5. Study the Poetic Texts in Terms of Their Type and Basic Stance— An imprecatory psalm needs to be studied differently from a praise psalm.9 Statements about God’s relationship to people in Proverbs and Ecclesiastes differ from type to type (proverbs, didactic or experiential sayings, etc.), and the applicability to present circumstances changes accordingly.
6. Study Poetic Passages as a Whole Before Drawing Conclusions—After noting the basic structure of a poem and studying the details, the interpreter needs to take note of the whole passage before explaining its meaning.
7. Study Messianic Psalms in Terms of Their Historical Significance—From the perspective of the NT writers, many psalms were interpreted as Messianic psalms; their words were quoted with specific reference to Jesus (Pss 2, 22, 110). However, in ancient Israel, with the exception of Psalm 110, these psalms were not viewed as referring directly to the Messiah; they had a historical meaning at the time they were written. These psalms, therefore, must first be studied to determine the author’s original intended meaning before they are applied to the Messiah.

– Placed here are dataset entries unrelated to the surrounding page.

PR #231, opened 2017-03-27
Bugfixes

bennr01:
This pull-request contains these changes and bugfixes:

- `crypt.py` now uses `pyaes` instead of `simplecrypto`. While `pyaes` is a bit slower, it is 100% python. **This change is backwards incompatible!** I changed the AES mode from `CFB` to `CTR`. Due to this, it is no longer possible to decrypt files encrypted with the old `crypt` command. It *would* be possible to make `crypt` backward compatible, but there are also some reasons to do this change. For example, the `CFB` mode requires an initlaization vector (unlike `CTR`). Looking at the sourcecode of `simplecrypto`, this was appended in front of the file. I am not sure wether that would be the most inter-implementation compatible way. There were also some other changes. Maybe we should add a `--compatibility` argument to `crypt`?
- fixed a bug in the monkeypatch for `subprocess`. This was a few months ago, so i am not sure anymore what that bug did.

This puill-request also contains an unfinished version of `librunner.py` (the module for running py3 from py2). I am not sure in which state it is, but unfortunately i dont have the time to continue working on it (at least not now).

### DIFF
--- a/bin/crypt.py
+++ b/bin/crypt.py
@@ -13,48 +13,60 @@ optional arguments:
   -k KEY, --key KEY  Encrypt/Decrypt Key.
   -d, --decrypt      Flag to decrypt.
 '''
-import sys
 import os
+import argparse
+import base64
+
 try:
-    from simplecrypto.key import AesKey
+	import pyaes
 except:
-    print 'Installing Required packages.'
-    _stash('pip install simplecrypto')
-    sys.exit(0)
+	print 'Installing Required packages.'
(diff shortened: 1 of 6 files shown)


ywangd:
Thanks @bennr01 
I personally think it is ok to introduce this backwards incompatibility unless there are serious complaint about it (which I doubt). 

Thanks for your great contribution to stash.

bennr01:
@ywangd Also thanks to you for creating stash. :)

PR #232, opened 2017-04-03
ln for linking and diff for diffing, ls shows sym links in yellow

eddo888:
Hi,

I've created a ln.py bin command for sym linking
a modified ls.py command that shows sym links in yellow and in -l mode with -> as expected.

Yet, beyond the historical meaning they “provide verbal indicators that identify the typological nature of these psalms.”10 In Psalm 22, for example, many features far transcend the actual experiences of David. They can be understood fully only in the context of Jesus’ suffering.
In the interpretation of the poetic portions of Scripture, the final word should not be technical but devotional, presenting to the hearers the wonders of God’s ways with man and His grace in the plan of redemption.